The bottom line is whether someone can adhere to the oath, said the Democratic Party’s nominee seeking to unseat incumbent Judge Michael E. Keasler.
It’s more important for a judge to see justice done than to rule based on his own personal beliefs or agenda, he said.
But the irony of the judicial selection process in Texas is that the candidates can’t answer the very questions that would get at how well they would do as a judge, he said.
That’s why he declined to address the question of whether the Texas capital punishment system is broken. However, Hampton indicated he believed that there is a likely possibility that at least three innocents have been executed in the state.

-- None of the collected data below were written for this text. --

PR #720, opened 2022-09-26
Don't move count_in_cpr without moving shadow_count

Wetmelon:


samuelsadok:
I'm currently too detached from this part of the codebase to quickly judge if this change is good. Is it tested? Please also add a note to the changelog.

Wetmelon:
It's not ready to merge (not tested).  We originally added this when we were having some issues with absolute encoder async, but we ended up adding the latched value at the top of the function, so this should be redundant (but potentially troublesome).

I'm on the fence about changing it at all tbh.

PR #742, opened 2024-02-21
Hoverboard guide clarification

haroldina:
Added more descriptive text to the link to the hoverboard guide in Getting Started.

Added text above hall sensor configuration to indicate not to use that section if using an encoder added to the motor instead of the hall sensors.
Added headings for "Hall Sensor Configuration" and "Calibration and Powering the Motor"

All to clarify these steps will not apply to users of hoverboard motors with added encoders, as is common for DIY force feedback controls.

### DIFF
--- a/README.md
+++ b/README.md
@@ -1,3 +1,11 @@
+## Important Note
+
+The firmware in this repository is compatible with the ODrive v3.x (NRND) and is no longer under active development.
+
+Firmware for the new generation of ODrives ([ODrive Pro](https://odriverobotics.com/shop/odrive-pro), [S1](https://odriverobotics.com/shop/odrive-s1), [Micro](https://odriverobotics.com/shop/odrive-micro), etc.) is currently being actively maintained and developed, however its source code is currently not publicly available. Access may be available under NDA, please [reach out to us](mailto:info@odriverobotics.com) for inquiries.
+
+## Overview
+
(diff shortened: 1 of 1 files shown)


docs/hoverboard.rst
```diff
@@ -97,7 +97,9 @@ If you can't perform this test, a typical value is 16.
   odrv0.axis0.motor.config.current_control_bandwidth = 100
   odrv0.axis0.motor.config.torque_constant = 8.27 / <measured KV>
 
-
+Hall Sensor Configuration
+-------------------------------------------------------------------------------
+If using a hoverboard motor with an encoder attached instead of the internal hall sensors, use the encoder configuration section of the `Getting Started <https://docs.odriverobotics.com/v/0.5.6/getting-started.html#encoder-configuration>`__ guide.
```
samuelsadok: It's preferred to use `:ref:`-style references instead of hard-links (you can see the lines below for an example).

.vs/ODrive/FileContentIndex/read.lock
samuelsadok, line 1: There are several spurious files in this PR. Could you clean these up, including the changes to .gitignore (because it's not directly related to the PR). You can then use rebase to squash everything into one commit.

samuelsadok (commented):
Docs changes need to go onto the `docs-v0.5.6` branch in order to go live. Can you change the base branch of the PR and rebase onto that branch (so the diff is only one commit)?

PR #757, opened 2025-12-02
Update Dockerfile with missing package for build 'debconf'.

SiarheiHerasiuta:
This additional package needed to pass container build. Please merge this small fix with master.

### DIFF
--- a/Dockerfile
+++ b/Dockerfile
@@ -4,6 +4,7 @@ FROM ubuntu:bionic
 RUN \
 	set -x && \
 	apt-get update && \
+	apt-get -y install debconf && \
 	apt-get -y install software-properties-common && \
 	add-apt-repository ppa:team-gcc-arm-embedded/ppa && \
 	add-apt-repository ppa:jonathonf/tup && \


samuelsadok:
What happens if `debconf` is omitted?

And please note that for us to be able to consider the contribution you would need to sign the Contributor License Agreement (see comment above).

SiarheiHerasiuta:
1. - 'debconf' is needed to build firmware in Docker container way. So it is missing dependency.
2 -
image
I agree with license/cla, something wrong with github and it is not show that I am agree.

samuelsadok:
1. Can you share the error message that happens when trying to build without debconf? Sorry to be pedantic, but this is useful for documentation and future maintenance, if any.
2. Ah all good, I can see your CLA agreement on the list. Seems to be a hickup with the CLA Assistant.

SiarheiHerasiuta:
I retest master branch today on a clear Ubuntu 16.x and find just red warning (not docker build blocking as I see before and it is strange). I provide screen for better understanding.
image

samuelsadok:
I see, so it looks like a false alarm? Like the red `debconf` message presumably made you think that `debconf` is missing, but upon closer inspection it's just a warning that was emitted by `debconf` itself. If that's the case we can close this PR.

SiarheiHerasiuta:
I also test master against 'newest' Ubuntu 20, 22 and 24 and see no debconf warning message. So yes, I agree to close pull request.

PR #761, opened 2025-12-20
Add options 'deadzone' for endpoints and 'max_calib_koef' for motor

konelav:
The option 'deadzone' consists of three new attributes of ODrive.Endpoint: deadzone_min, deadzone_max, deadzone_value.
It is useful when PWM/ADC signal is used for e.g. set velocity, and can't be set precisely to get motor stopped (usually exactly middle of full range). In this case, one can add attribute values for corresponding endpoint as deadzone_min=0.4, deadzone_max=0.6, deadzone_value=0.0, so when input signal (fraction) is between 0.4 and 0.6, then output to endpoint will be exactly zero.

The option 'max_dc_calib_koef' make configurable (now hardcoded) value 0.1f -- a threshold for current measurements to be accounted as correct. It can be useful in rare cases of bad quality and/or compatibility of hardware parts, in which cases slight extending of threshold can be helpful. Or, maybe one might want to decrease threshold to have more failure-awared configuration.


samuelsadok:
Note that this repo is for ODrive v3.x and we're no longer actively working on it. We may be able to take small changes if they provide strong value and are thoroughly tested by the contributor. With that in mind:
- Deadzone/deadband is indeed a useful feature and we have just recently added this feature to our current-gen firmware (https://docs.odriverobotics.com/v/devel/manual/pwm-input.html#deadband), where it's currently available in the pre-release (`devel`). If this feature is to be backported to ODrive v3.x, it would have to follow the same API (see docs).
- The configurable `max_dc_calib_koef` seems to be for custom hardware, in which case it should be easy and sufficient to customize the value at compile time. Aside from that it should be noted that this repo does not aspire to support custom hardware.

felhub:
Very nice addition, I tested it on my v3.5-24V and it works great! Thank you!

PR #763, opened 2026-04-04
Ci v3.6 56 v

beihia:


samuelsadok:
Is this is a work-in-progress branch that was PR'd by accident?
Note that ODrive v3.6 is legacy, and we do not have the resources to take in any non-trivial changes.

PR #14265, opened 2020-05-07
nativesockets: add missing inheritable pass-through

alaviss:


timotheecour:
@Araq has anything changed in the way this PR was merged? every other PR was merged by squash-and-merge to avoid tangled git history (refs https://github.com/nim-lang/Nim/issues/8664)

image

Clyybber:
Githubs mobile site UI does that by default AFAIR, so thats probably why.

timotheecour:
even on mobile phone UI it gives you the option to pick squash and merge; hence https://github.com/nim-lang/Nim/issues/8664 which proposed to disable other options by default to prevent such mistakes:

> in nim-lang/Nim/settings, disable "Allow merge commits", as follows:

and in the < 1% cases where a squash+merge is not desirable, this option can be temporarily re-enabled.

The damage here was limited (merged commit had recent common ancestor) but it can be more damaging in other cases when ppl merge instead of rebase their PR's and common ancestor is old.

Araq:
Well nothing changed but I was not cautious enough this time.

PR #14287, opened 2020-05-09
Fix #13946

### LINKED ISSUE #13946: htmlparser.parseHtml behaves differently using --gc:arc or --gc:orc
Function `htmlparser.parseHtml` seems to behave differently when using `arc` or `orc` as GC mechanisms.

### Example
```nim
import htmlparser
import xmltree

let html = """
    <div>
        <img src="something.png" />
        Hello World
    </div>
"""
let doc = parseHtml(html)
echo $doc
```
When ran with any  of these configurations:
```bash
nim c -r --gc:refc test.nim
nim c -r --gc:markAndSweep test.nim
nim c -r --gc:boehm test.nim
nim c -r --gc:none test.nim
```
The output is correct:
```
<document>    <div>
        <img src="something.png" />
        Hello World
    </div>
</document>
```

**But** when using `arc` or `orc`:
```bash
nim c -r --gc:arc test.nim
nim c -r --gc:orc test.nim
```
The output is missing the "Hello World" part:
```
<document>    <div>
        <img src="something.png" /></div>
</document>
```
Seems to work properly in `arc` and `orc` when the `` tag isn't self-closed, like this:
```nim
import htmlparser
import xmltree

let html = """
    <div>
        <img src="something.png">
        Hello World
    </div>
"""
let doc = parseHtml(html)
echo $doc
```
```bash
nim c -r --gc:arc test.nim
nim c -r --gc:orc test.nim
```
```
<document>    <div>
        <img src="something.png" />
        Hello World
    </div>
</document>
```

## Additional information
```
$ nim -v
Compiled at 2020-04-03

```

Clyybber:


lib/pure/parsexml.nim
```diff
@@ -299,15 +299,15 @@ template piRest*(my: XmlParser): string =
   assert(my.kind == xmlPI)
   my.b
 
-proc rawData*(my: var XmlParser): string {.inline.} =
+proc rawData*(my: sink XmlParser): string {.inline.} =
   ## returns the underlying 'data' string by reference.
```
Varriount, line 303: Since the file is already being modified, perhaps the documentation should be updated to state *why* this is unsafe as well?

cooldome:
I haven't checked, but possibly this would work better:
```nim
proc rawData*(my: XmlParser): lent string {.inline.} 
proc rawData2*(my: XmlParser): lent string {.inline.} 
```
 One implementation for old and new runtime without `move`, without `shallowCopy` and without `when defined(gcDestructors)` inside.

lib/pure/parsexml.nim
Clyybber: With this change its actually safe with `--gc:arc`.
But in general its unsafe because it returns it by reference/shallow copy.

PR #14299, opened 2020-05-11
Fix move message

planetis-m:
The "use 'move($1)' to prevent it" part of the hint message was reworded.
See forum [thread](https://forum.nim-lang.org/t/6309)


planetis-m:
@Araq i made these changes just now:

```nim
proc isCapturedVar(n: PNode): bool =
  n.kind == nkDotExpr and n[0].kind == nkHiddenDeref and
      n[0][0].kind == nkSym and n[0][0].sym.name.s[0] == ':'
```

shall i make a new pr?

Araq:
Yes.

PR #14335, opened 2020-05-13
fixes #14318

### LINKED ISSUE #14318: Raises pragma and generic error/exception types compiler crash
Given this piece of code:
```nim
type MyValueError*[T] = object of ValueError

proc failure() {.raises: [MyValueError].} =
  raise newException(MyValueError[int], "x")

failure()
```

The compiler will crash and except  (version: 1.2.0):
```
Error: unhandled exception: types.nim(1181, 10) `b.kind in {tyObject} + skipPtrs`  [AssertionError]
```

Expected:
No crash and a better error message stating that type specialization is required.
Or actually handle them generically (preferable?)

Araq:


narimiran:
@Araq is there a reason why this hasn't been merged?

Araq:
@zah claimed it's not a correct patch. But maybe it's better than nothing?

PR #14351, opened 2020-05-14
Improve nimeval, changes some defaults

PMunch:
This improves nimeval to make it easier to use NimScript as an embedded
scripting languages. It does change some of the defaults, so in case
anything used the old version and depended on the old behaviour these
would have to be changed.

### DIFF
--- a/compiler/nimeval.nim
+++ b/compiler/nimeval.nim
@@ -99,14 +99,16 @@ proc findNimStdLibCompileTime*(): string =
 
 proc createInterpreter*(scriptName: string;
                         searchPaths: openArray[string];
-                        flags: TSandboxFlags = {}): Interpreter =
+                        flags: TSandboxFlags = {},
+                        defines = @[("nimscript", "true")],
+                        registerOps = true): Interpreter =
   var conf = newConfigRef()
   var cache = newIdentCache()
   var graph = newModuleGraph(cache, conf)
   connectCallbacks(graph)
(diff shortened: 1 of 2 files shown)


compiler/nimeval.nim
```diff
@@ -99,14 +99,16 @@ proc findNimStdLibCompileTime*(): string =
 
 proc createInterpreter*(scriptName: string;
                         searchPaths: openArray[string];
-                        flags: TSandboxFlags = {}): Interpreter =
+                        flags: TSandboxFlags = {},
+                        defines = @[("nimscript", "true")],
```
Araq, line 103: Huh? "true"? Only pass the defined symbols instead.

PMunch: But what if you want to do the equivalent of `-d:someflag:100`?

Araq: That doesn't work with your approach either iirc, the "true" is caused by a silly implementation.

PMunch: Just tested and it works fine. I added a `const testDefine* {.intdefine.} = 100` in my script, then called `createInterpreter(scriptname, libpaths, defines = @[("nimscript", "true"), ("testDefine", "42")])` and then in my script I `echo`'d out the value and it came out as 42.

Araq: Ok.

PR #14358, opened 2020-05-15
Speed up testing of some packages

ghost:
See https://github.com/status-im/nim-bncurve/blob/master/bncurve.nimble.
Also "nim c -r tvectors.nim" tested only a single file which took around 10 minutes (!) to complete because it was compiled in debug mode.


ghost:
Do not merge yet, I'll try to find other packages which can be tested faster (which don't use -d:release in arguments)

PR #14362, opened 2020-05-15
asyncdispatch, asyncnet: add inheritance control

alaviss:


lib/pure/asyncdispatch.nim
```diff
@@ -228,6 +228,17 @@ proc initCallSoonProc =
   if asyncfutures.getCallSoonProc().isNil:
     asyncfutures.setCallSoonProc(callSoon)
 
+template implementSetInheritable() {.dirty.} =
```
dom96, line 231: Remove this template and define the `setInheritable` here?

lib/pure/asyncdispatch.nim
```diff
@@ -1484,16 +1505,26 @@ else:
...
     var retFuture = newFuture[tuple[address: string,
         client: AsyncFD]]("acceptAddr")
     proc cb(sock: AsyncFD): bool =
       result = true
       var sockAddress: Sockaddr_storage
       var addrLen = sizeof(sockAddress).SockLen
-      var client = accept(sock.SocketHandle,
-                          cast[ptr SockAddr](addr(sockAddress)), addr(addrLen))
+      var client =
+        when declared(accept4):
```
dom96, line 1518: Since `accept4` is only available in newer Linux kernels, let's make it possible to disable it's usage using this flag:

```suggestion
        when declared(accept4) and defined(nimInheritHandles):
```

lib/pure/asyncdispatch.nim
```diff
@@ -1484,16 +1505,26 @@ else:
...
+          accept4(sock.SocketHandle, cast[ptr SockAddr](addr(sockAddress)),
+                  addr(addrLen), if inheritable: 0 else: SOCK_CLOEXEC)
+        else:
+          accept(sock.SocketHandle, cast[ptr SockAddr](addr(sockAddress)),
+                 addr(addrLen))
+      when declared(setInheritable) and not declared(accept4):
+        if client != osInvalidSocket and not setInheritable(client, inheritable):
+          close client
+          client = osInvalidSocket
```
dom96: I'm not too happy with this logic as it looked wrong to me initially. Please at least add a comment that this is so that the below error code path is reached, or better yet consider refactoring the error handling code into a separate proc and calling it from both code paths.

lib/pure/asyncdispatch.nim
```diff
@@ -1824,12 +1858,15 @@ proc withTimeout*[T](fut: Future[T], timeout: int): owned(Future[bool]) =
   return retFuture
 
 proc accept*(socket: AsyncFD,
-    flags = {SocketFlag.SafeDisconn}): owned(Future[AsyncFD]) =
+             flags = {SocketFlag.SafeDisconn},
+             inheritable = defined(nimInheritHandles)): owned(Future[AsyncFD]) =
   ## Accepts a new connection. Returns a future containing the client socket
   ## corresponding to that connection.
+  ## If ``inheritable`` is false (the default), the resulting client socket
+  ## will not be inheritable by child processes.
```
dom96, line 1871: Nit: 
```suggestion
  ##
  ## If ``inheritable`` is false (the default), the resulting client socket
  ## will not be inheritable by child processes.
  ##
```

lib/pure/asyncnet.nim
```diff
@@ -458,14 +476,16 @@ proc acceptAddr*(socket: AsyncSocket, flags = {SocketFlag.SafeDisconn}):
...
         retFuture.complete(resultTup)
   return retFuture
 
 proc accept*(socket: AsyncSocket,
     flags = {SocketFlag.SafeDisconn}): owned(Future[AsyncSocket]) =
   ## Accepts a new connection. Returns a future containing the client socket
   ## corresponding to that connection.
+  ## If ``inheritable`` is false (the default), the resulting client socket will
+  ## not be inheritable by child processes.
   ## The future will complete when the connection is successfully accepted.
```
dom96, line 491:
```suggestion
  ##
  ## If ``inheritable`` is false (the default), the resulting client socket will
  ## not be inheritable by child processes.
  ## The future will complete when the connection is successfully accepted.
  ##
```

dom96 (approved):
Some comments, but overall looks good.

lib/pure/asyncdispatch.nim
alaviss: I would if I could, but we don't have `AsyncFD` defined til later.

lib/pure/asyncdispatch.nim
alaviss: I'd say kernel 2.6.28 is old enough :P, but sure, I'll add something to disable `accept4` itself from `posix`.

lib/pure/asyncdispatch.nim
dom96: Move this proc to the bottom of the file then? forward the procedure if you must

lib/pure/asyncdispatch.nim
dom96: 2008 is indeed old, but if we can support the previous versions easily we should. You never know who might need it.

lib/pure/asyncdispatch.nim
alaviss: This wouldn't do, I'll end up duplicating the signature multiple times for no good reason.

lib/pure/asyncdispatch.nim
alaviss: I'll make some changes to facilitate introducing a new flag: `nimOldPosix` for when these newer procs are not supported.

But adding the flag itself will have to be done in an another PR, since it'd touch many other parts of the stdlib.

PR #14372, opened 2020-05-16
fix #14364 - turn on the TLS emulation when using Boehm

### LINKED ISSUE #14364: Boehm GC does not scan thread-local storage
That's how you get surprise deallocations for targets of pointers that are only in threadvars.

https://www.hboehm.info/gc/gcinterface.html :

"Thread users should also be aware that on many platforms objects reachable only from thread-local variables may be prematurely reclaimed. Thus objects pointed to by thread-local variables should also be pointed to by a globally visible data structure."

gc-8.0.4/README.QUICK :

"The collector does not guarantee to scan thread-local storage (e.g. of the kind accessed with pthread_getspecific()).  The collector does scan thread stacks though, so generally the best solution is to ensure that any pointers stored in thread-local storage are also stored on the thread's stack for the duration of their lifetime."

---
I found that out the hard way (Valgrind output):

```text
==20803== Jump to the invalid address stated on the next line
==20803==    at 0x10: ???
==20803==    by 0x2C38DF: zonedTimeFromTime__zT9bMgAwfe1o0G71u2tO24Q (times.nim:1064)
==20803==    by 0x2C38DF: inZone__o59cT0ssqq4BC09cuUGSdJiA (times.nim:1093)
==20803==    by 0x2C38DF: local__JDUz4bfwLSZvJxYV9aiNG9bg (times.nim:1235)
==20803==    by 0x2C38DF: now__YmAcAi9bz5G8OQqVFWHN2uA (times.nim:1263)
==20803==    by 0x38F0FE: rfcTimestamp__i2AqQvvKFsZl0RRd5ysaHA (log_output.nim:426)
==20803==    by 0x38F0FE: initLogRecord__AdFvJuSUXMySj9bot5WYdCQ (log_output.nim:438)
==20803==    by 0x58C8DF: generateDeposits__u9cJTyqoU2khEGAmzCsRniA (chronicles.nim:305)
==20803==    by 0x5AB7D3: main__kYRn29bPOsjfiAecYiv9b2ng (beacon_node.nim:1007)
==20803==    by 0x5B56C1: NimMain (mainchain_monitor.nim:490)
==20803==    by 0x12AD8C: main (mainchain_monitor.nim:497)
==20803==  Address 0x10 is not stack'd, malloc'd or (recently) free'd
==20803== 
```

lib/pure/times.nim:
```nim
var localInstance {.threadvar.}: Timezone
```

And Timezone is a ref object:

```nim
  Timezone* = ref object ## \
      ## Timezone interface for supporting `DateTime <#DateTime>`_\s of arbitrary
      ## timezones. The ``times`` module only supplies implementations for the
      ## systems local time and UTC.
    zonedTimeFromTimeImpl: proc (x: Time): ZonedTime
        {.tags: [], raises: [], benign.}
    zonedTimeFromAdjTimeImpl: proc (x: Time): ZonedTime
        {.tags: [], raises: [], benign.}
    name: string
```

stefantalpalaru:
Turn on the TLS emulation when using Boehm, since it doesn't scan the
real TLS.

### DIFF
--- a/compiler/commands.nim
+++ b/compiler/commands.nim
@@ -493,6 +493,7 @@ proc processSwitch*(switch, arg: string, pass: TCmdLinePass, info: TLineInfo;
       of "boehm":
         conf.selectedGC = gcBoehm
         defineSymbol(conf.symbols, "boehmgc")
+        incl conf.globalOptions, optTlsEmulation # Boehm GC doesn't scan the real TLS
       of "refc":
         conf.selectedGC = gcRefc
       of "v2":


Araq:
This would be a serious BoehmGC bug, can we confirm this somehow?

stefantalpalaru:
> This would be a serious BoehmGC bug, can we confirm this somehow?

It is documented repeatedly in the Boehm GC archive, in "README.md", "README.QUICK", "doc/debugging.md", "doc/gcinterface.md", etc.

See the rather explicit quotes in https://github.com/nim-lang/Nim/issues/14364

PR #14395, opened 2020-05-18
Fix #14394

### LINKED ISSUE #14394: Bad codegen/emit for hashes.hiXorLo in some contexts.
Using devel branch, the C target, using gcc.
```
Compiled at 2020-05-18

git hash: 5beed56d0a5d9827680b34e7964da2031611dd6d
```

In some contexts, the C code that gets generated for hashes.hiXorLo is invalid, and gcc fails with syntax errors.  The variables produced in a emit section don't match the generated parameters (a vs a_0):

```C
static N_INLINE(NU64, hiXorLo__wWqo9alrSZddOyokrApfNaQhashes)(NU64 a_0, NU64 b_0) {
        NU64 result;
        nimfr_("hiXorLo", ".../Nim/lib/pure/hashes.nim");
        result = (NU64)0;
        nimln_(100, ".../Nim/lib/pure/hashes.nim");
        __uint128_t r = a; r *= b; result = (r >> 64) ^ r;    // <<<<< From the emit in hashes.nim
        popFrame();
        return result;
}
```

This is the object and hash function this code was generated for:
```nim
type
  # In another module, V2X[T] = tuple[x, y: T]
  ShortCoord* = V2X[int16]
  # Used as a value for a table, ie: Table[ShortCoord,ASNodeInfo]
  ASNodeInfo = tuple[estScore, curScore: float32; parent: ShortCoord]

proc hash*(sc: ShortCoord) : Hash = 
  result = result !& hash(sc.x)
  result = result !& hash(sc.y)
  result = !$result
```

The bad news is extracting out this code from my module does not reproduce the problem.  My hope is this is enough to see what's going on.  If not, I can do some more work to either extract a reproducible case, bisect to where it stopped working, or push the project up so it can be compiled by someone else.

Clyybber:


Araq:
@narimiran This needs to be backported.

PR #14406, opened 2020-05-20
Marked for export net.parseIPv4Address and net.parseIPv6Address

rockcavera:
I don't know why `net.parseIPv4Address` and `net.parseIPv6Address` were not marked as exportable. However, I see these two procedures as useful for use and not just within `net.parseIpAddress` and `net.isIpAddress`, which are marked as exportable.

If there is a reason for not marking them as exportable, I would like to know.

I don't know if it is necessary to add an annotation to the changelog.


alaviss:
Now that they are exported, we should give them some proper documentation too.

rockcavera:
> Now that they are exported, we should give them some proper documentation too.

In the case of these procs, what do you classify as adequate documentation?

Before adding the pr I had already looked at `net.parseIpAddress`, to know what kind of information the documentation brought. And it brings nothing that is not already in `net.parseIPv4Address` and `net.parseIPv6Address`.

But if something more is needed, I’m willing to do it.

Change the documentation to:
Parses a IPvX address contained in `addressStr`.
If it is not a valid IPvX address, ValueError is raised.

lib/pure/net.nim
```diff
@@ -247,7 +247,7 @@ proc newSocket*(domain: Domain = AF_INET, sockType: SockType = SOCK_STREAM,
     raiseOSError(osLastError())
   result = newSocket(fd, domain, sockType, protocol, buffered)
 
-proc parseIPv4Address(addressStr: string): IpAddress =
+proc parseIPv4Address*(addressStr: string): IpAddress =
   ## Parses IPv4 addresses
   ## Raises ValueError on errors
```
dom96, line 252: You should at least fix how this is rendered (check via `nim doc net.nim`). You'll see that it's just one sentence which is wrong, you need to add an empty ``##`` between them to ensure the line break is there in the docs.

But really, ideally, we would like runnable examples here too.

dom96 (commented):
Please explain your use case. It's hard for me to imagine why you cannot simply use `parseIpAddress`.

rockcavera:
> Please explain your use case. It's hard for me to imagine why you cannot simply use `parseIpAddress`.

An example of use would be for an `isIpv6Address()`, which would return true or false if the IP entered is an IPv6 and only IPv6, that is, it would return false for a valid IPv4. The same for `isIpv4Address()`.

This is necessary when we need specific functions to validate IPv4 or IPv6 and not a generic IP address validation function like `net.isIpAddress()`.

So the greatest use, for me, would be in these cases. Specific use for a specific IP protocol and not the generic one, which is now adopted by the `net` library.

rockcavera:
I know it can be done like this:
```nim
proc isIpv6Address(ip: string): bool =
  try:
    let parsed = parseIpAddress(ip)

    if parsed.family == IpAddressFamily.IPv6:
      result = true
  except:
    discard

proc isIpv4Address(ip: string): bool =
  try:
    let parsed = parseIpAddress(ip)

    if parsed.family == IpAddressFamily.IPv4:
      result = true
  except:
    discard
```

If you find it unnecessary, you can close the PR.

rockcavera:
Closing the PR, because there is a lack of motivation. At the moment, there is the `parseIpAddress()` proc that meets all expectations. And with a little creativity, you can get separate results for both IP protocols.

If, in the future, a greater motivation appears, I will be happy to reopen this PR.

“I don’t think anyone would claim that the Texas death-penalty system is perfect and a system built by humans and run by them is bound to make mistakes,” he said.
He cited the cases of Ruben Cantu, Carlos DeLuna and Cameron Todd Willingham.
“There is a lot of compelling evidence there,” he said of the three cases, adding it’s difficult to prove to everyone’s satisfaction that an innocent person has been executed.
Hampton graduated from St. Mary’s Law School in 1989 and clerked for Judge Sam Houston Clinton before going into private practice specializing in civil rights and criminal defense work.
Hampton said he has worked every aspect of criminal defense and criminal appeals cases and is uniquely qualified to understand what goes on, both off the record and on the record, with respect to criminal appeals to the court.